Once the data has been read, print it back in full, exactly.
******************************
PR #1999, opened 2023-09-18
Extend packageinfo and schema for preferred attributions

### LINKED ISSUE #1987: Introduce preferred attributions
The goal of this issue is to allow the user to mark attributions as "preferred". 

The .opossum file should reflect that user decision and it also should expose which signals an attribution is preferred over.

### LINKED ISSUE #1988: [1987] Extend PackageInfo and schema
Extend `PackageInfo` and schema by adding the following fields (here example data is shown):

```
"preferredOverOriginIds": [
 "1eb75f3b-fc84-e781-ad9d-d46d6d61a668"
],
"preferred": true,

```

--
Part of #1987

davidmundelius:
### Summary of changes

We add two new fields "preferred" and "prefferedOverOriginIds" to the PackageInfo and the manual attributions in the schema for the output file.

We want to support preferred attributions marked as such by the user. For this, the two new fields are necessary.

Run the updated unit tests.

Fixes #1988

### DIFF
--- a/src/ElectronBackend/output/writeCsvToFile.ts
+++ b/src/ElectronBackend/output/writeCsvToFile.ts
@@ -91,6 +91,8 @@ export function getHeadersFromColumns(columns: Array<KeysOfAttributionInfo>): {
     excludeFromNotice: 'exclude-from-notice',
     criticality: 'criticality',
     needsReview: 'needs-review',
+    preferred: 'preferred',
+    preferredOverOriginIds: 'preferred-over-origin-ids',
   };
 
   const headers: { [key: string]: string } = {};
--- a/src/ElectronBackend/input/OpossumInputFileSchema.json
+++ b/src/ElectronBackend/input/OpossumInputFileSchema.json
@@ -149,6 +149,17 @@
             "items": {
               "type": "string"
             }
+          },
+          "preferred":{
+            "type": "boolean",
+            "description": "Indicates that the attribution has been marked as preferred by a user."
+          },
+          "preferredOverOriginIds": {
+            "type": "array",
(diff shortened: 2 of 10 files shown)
******************************
RESULT ▸
PR #1999, opened 2023-09-18
Extend packageinfo and schema for preferred attributions

### LINKED ISSUE #1987: Introduce preferred attributions
The goal of this issue is to allow the user to mark attributions as "preferred". 

The .opossum file should reflect that user decision and it also should expose which signals an attribution is preferred over.

### LINKED ISSUE #1988: [1987] Extend PackageInfo and schema
Extend `PackageInfo` and schema by adding the following fields (here example data is shown):

```
"preferredOverOriginIds": [
 "1eb75f3b-fc84-e781-ad9d-d46d6d61a668"
],
"preferred": true,

```

--
Part of #1987

davidmundelius:
### Summary of changes

We add two new fields "preferred" and "prefferedOverOriginIds" to the PackageInfo and the manual attributions in the schema for the output file.

We want to support preferred attributions marked as such by the user. For this, the two new fields are necessary.

Run the updated unit tests.

Fixes #1988

### DIFF
--- a/src/ElectronBackend/output/writeCsvToFile.ts
+++ b/src/ElectronBackend/output/writeCsvToFile.ts
@@ -91,6 +91,8 @@ export function getHeadersFromColumns(columns: Array<KeysOfAttributionInfo>): {
     excludeFromNotice: 'exclude-from-notice',
     criticality: 'criticality',
     needsReview: 'needs-review',
+    preferred: 'preferred',
+    preferredOverOriginIds: 'preferred-over-origin-ids',
   };
 
   const headers: { [key: string]: string } = {};
--- a/src/ElectronBackend/input/OpossumInputFileSchema.json
+++ b/src/ElectronBackend/input/OpossumInputFileSchema.json
@@ -149,6 +149,17 @@
             "items": {
               "type": "string"
             }
+          },
+          "preferred":{
+            "type": "boolean",
+            "description": "Indicates that the attribution has been marked as preferred by a user."
+          },
+          "preferredOverOriginIds": {
+            "type": "array",
(diff shortened: 2 of 10 files shown)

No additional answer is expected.